-- Opening Marker --

PR #407, opened 2024-07-18
Feat/export swc:- This aims to add a file which exports SWC file into neuroml. 

AdityaBITMESRA:
**This draft PR aims to add a file which exports SWC into neuroml for visualisation**

1. It is not complete mainly around the soma representation part.
2. Will be making it more efficient and reliable so that it can cover all swc cases.


AdityaBITMESRA:
Hi @sanjayankur31 I have refactored the code. Can you give it a look if time permits?

sanjayankur31:
Did we add any unit tests for the writer @AdityaBITMESRA ? (Not seeing them in this PR)

AdityaBITMESRA:
No, I will add them soon

AdityaBITMESRA:
I wanted to ask how should I structure my test file like I should build a mock swc data for all the cases?

sanjayankur31:
> I wanted to ask how should I structure my test file like I should build a mock swc data for all the cases?

Yeh, you can build mock data, or you can even copy the case files from the CVApp if you want, or you can only paste their contents into a Python string in the test? Whatever you think works best.

pyneuroml/swc/ExportNML.py
```diff
@@ -0,0 +1,501 @@
+from typing import Dict, List, Optional, Set
+
+from LoadSWC import SWCGraph, SWCNode
```
sanjayankur31, line 3: use a relative import here: `from .LoadSWC ..`, that will tell Python to look for `LoadSWC` in the same folder as `ExportNML`.

https://docs.python.org/3/reference/import.html#package-relative-imports

pyneuroml/swc/ExportNML.py
```diff
@@ -0,0 +1,501 @@
...
+
+
+class NeuroMLWriter:
+    def __init__(self, swc_graph: "SWCGraph"):
```
sanjayankur31, line 7: does `SWCGraph` need to be in quotes here?

pyneuroml/swc/ExportNML.py
```diff
@@ -0,0 +1,501 @@
...
+            or self.section_types[1].lower() != "soma"
+        ):
+            print("Error: null data or section types in nmlWrite")
+            return ""
+
+        cell_name = self.get_cell_name()
+        start_point = self.find_start_point()
+
+        print(f"Cell name: {cell_name}")
+        print(f"Start point: {start_point}")
```
sanjayankur31, line 53: if you're using these for debugging, use `logging` so that you can use `logger.debug` and so on. Only stuff that is definitely needed to be printed to the user should use `print`.

pyneuroml/swc/ExportNML.py
```diff
@@ -0,0 +1,501 @@
...
+        self,
+        this_point: SWCNode,
+        parent_point: SWCNode,
+        cable_id: int,
+        version: str,
+        new_cell: bool,
+    ):
+        """
+        Handle the soma point in the neural structure.
+
```
sanjayankur31, line 186: It'll be good to include an explanation of the different soma cases that we have to handle, with a link to the pdf file. The idea is that someone else reading the code should be able to see the reasoning behind the function (without having to go looking to figure it out themselves). So write a nice long docstring here that explains the multiple cases---it'll also help you check your own understanding of the logic you've used.

pyneuroml/swc/ExportNML.py
```diff
@@ -0,0 +1,501 @@
...
+        version: str,
+        new_cable: bool,
+    ):
+        """
+        Create a segment in the NeuroML structure.
+
+        :param this_point: The current SWCNode.
+        :param parent_point: The parent SWCNode.
+        :param cable_id: The ID of the current cable.
+        :param version: The NeuroML version being used.
```
sanjayankur31, line 263: Sorry, we should've mentioned this---NeuroMLv1 is deprecated and not to be used at all. So, no need to have special cases supporting it. We only export to NeuroMLv2.

pyneuroml/swc/ExportNML.py
```diff
@@ -0,0 +1,501 @@
...
+        :param new_cable: Whether this point starts a new cable.
+        """
+        print(
+            f"Creating segment: Point {this_point.id}, Parent {parent_point.id}, Cable {cable_id}"
+        )
+        seg_id = self.next_segment_id
+        self.next_segment_id += 1
+        self.point_indices_vs_seg_ids[this_point.id] = seg_id
+
+        segment = [f'      <segment id="{seg_id}" name="Seg_{seg_id}"']
```
sanjayankur31, line 273: Now that this is all neuroml specific, is there a reason we're not creating objects using the libneuroml API? (`Segment` and `SegmentGroup`)? It's usually better than creating xml by hand.

pyneuroml/swc/ExportNML.py
```diff
@@ -0,0 +1,501 @@
...
+            SWCNode.AXON: ["axon_group", "color_grey"],
+            SWCNode.BASAL_DENDRITE: ["basal_dendrite", "dendrite_group", "color_green"],
+            SWCNode.APICAL_DENDRITE: [
+                "apical_dendrite",
+                "dendrite_group",
+                "color_magenta",
+            ],
+        }
+        groups.extend(
+            type_groups.get(p.type, [f"SWC_group_{p.type}", "dendrite_group"])
```
sanjayankur31, line 437: what are we doing here? if a group for the type is not found, we're using `SWC_group_{type}` and `dendrite_group`? Not sure if this is correct. If it doesn't belong to the standard types, it shouldn't be valid SWC :thinking:

pyneuroml/swc/ExportNML.py
```diff
@@ -0,0 +1,501 @@
...
+                else ""
+            )
+            self.group_content.append(
+                f'      <cable id="{cable_id}" name="{self.segment_name(this_type)}_{self.seg_per_typ[this_type]}"{fract_info}>'
+            )
+            for group in self.get_groups_for_type(this_point):
+                self.group_content.append(f"        <meta:group>{group}</meta:group>")
+            self.group_content.append("      </cable>")
+        else:
+            for group in self.get_groups_for_type(this_point):
```
sanjayankur31, line 393: if this is the first point of a new branch, it should also create a new segment group. 

ALL "cables" also have to have their own segment groups, in addition to the standard soma/dendrite etc groups. Is this being done?

sanjayankur31 (changes requested):
Looks very good. Getting there. A few notes/queries/suggestions there.

AdityaBITMESRA:
Thankyou for all the comments @sanjayankur31 I will update after addressing the comments

pyneuroml/swc/ExportNML.py
AdityaBITMESRA: Can I get some more ideas on how to proceed with this? I am bit confused about using the libneuroml API.

sanjayankur31: Sure, see this example for a start:

https://docs.neuroml.org/Userdocs/MultiCompartmentOLMexample.html#declaring-the-cell

When users use NeuroML, they don't write XML---that's tedious and error prone. Instead, they use the libNeuroML API:

```
cell = neuroml.Cell(...)
cell.add_segment(...)

..
```

it's basically a Python object model of the NeuroML schema, so a Cell contains Morphology, which contains Segments and SegmentGroups.

That's a better way of generating the NeuroML than writing XML by hand.

Let me know if this isn't clear and we can have a chat where I can explain it to you more.

AdityaBITMESRA: Thankyou I understand it now...will try to implement this

sanjayankur31: Do take a look at the various "utility functions" in the Cell class, they should help with lots of things (hopefully):

https://libneuroml.readthedocs.io/en/latest/userdocs/coreclasses.html#cell

AdityaBITMESRA:
Hi @sanjayankur31 I have tried to address all the comments so can you have a look if time permits...it is still not complete but I wanted to know if  I am going right or not

pyneuroml/swc/ExportNML.py
```diff
@@ -0,0 +1,550 @@
...
+        """
+        Create a Cell object.
+
+        :return: The created Cell object.
+        :rtype: Cell
+        """
+        logger.info("Creating Cell object")
+        cell_name = self.get_cell_name()
+
+        self.cell = Cell(id=cell_name)
```
sanjayankur31, line 71: I'd maybe use the `component_factory` here:

```
from neuroml.utils import component_factory
cell = component_factory("Cell", id="cell_name", notes="something")
```

(the advantage of the component factory is that it validates things as we go)

pyneuroml/swc/ExportNML.py
```diff
@@ -0,0 +1,550 @@
...
+            self.cell.morphology.segment_groups.append(cable_group)
+
+        # Add the cell_type property
+        self.cell.properties.append(
+            Property(tag="cell_type", value="converted_from_swc")
+        )
+
+        logger.info("Segment groups created successfully")
+
+    def print_soma_segments(self) -> None:
```
sanjayankur31, line 515: is this for debugging?

you can use `cell.get_segment_group("soma_group")` to get all segments in the segment group.

See `help(neuroml.Cell)` in a python interpreter to see all the methods of the `Cell` class.

sanjayankur31 (commented):
It's looking good and you're on the right track. Well done. :+1: 

Dropped a few comments about things I wasn't completely clear on.

pyneuroml/swc/ExportNML.py
AdityaBITMESRA: yes I added this for debugging...will go through the recomendation

pyneuroml/swc/ExportNML.py
```diff
@@ -0,0 +1,550 @@
...
+            self.next_cable_id += 1
+            self.cable_ids_vs_indices[cable_id] = []
+            logger.debug(f"New cable created: Cable ID {cable_id}")
+        else:
+            cable_id = max(self.cable_ids_vs_indices.keys())
+            logger.debug(f"Using existing cable: Cable ID {cable_id}")
+
+        if this_point.type == SWCNode.SOMA:
+            self.handle_soma(this_point, parent_point, cable_id, version, new_cell)
+        elif this_point.type != SWCNode.SOMA and parent_point.type == SWCNode.SOMA:
```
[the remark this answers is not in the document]
AdityaBITMESRA: Thankyou for pointing this out...I will add comments to make it more clear

pyneuroml/swc/ExportNML.py
sanjayankur31: Cool, I'd also suggest writing unit tests for testing that each part of your code is doing what you expect it to do :)

pyneuroml/swc/ExportNML.py
```diff
@@ -0,0 +1,535 @@
+import logging
+import tempfile
+from typing import Dict, List, Optional, Set
+
+import neuroml.writers as writers
```
sanjayankur31, line 5: This looks good, well done. I think the file should be `test_ExportNML.py`, just for consistency, though.

AdityaBITMESRA:
Hi @sanjayankur31  I have addressed the issues...Can you give it a look?

AdityaBITMESRA:
I was running with this [swc file](https://github.com/NeuroML/Cvapp-NeuroMorpho.org/blob/master/examples/dCH-cobalt.CNG.swc)

AdityaBITMESRA:
This is the plotted morphology from the python based converter 



This is from the cvapp

AdityaBITMESRA:
I went through the neuroml file in the soma segment 70 the proximal is set to the previous segment distal which is creating the problem.

When I am manually writing the proximal to that of point id 1 which is its parent according to the swc data I am getting the exact morphology like the cvapp

sanjayankur31:
Cool, I think I know what's going on. I'll look into it soon.

sanjayankur31:
Working on this here: https://github.com/NeuroML/pyNeuroML/pull/421

(This will be automatically merged when that one gets merged, so leaving this open)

-- Closing Marker --

_What you are asked to do_
Copy each line in the entries above where "give" turns up.

_Expected output_
Hi @sanjayankur31 I have refactored the code. Can you give it a look if time permits?
Hi @sanjayankur31  I have addressed the issues...Can you give it a look?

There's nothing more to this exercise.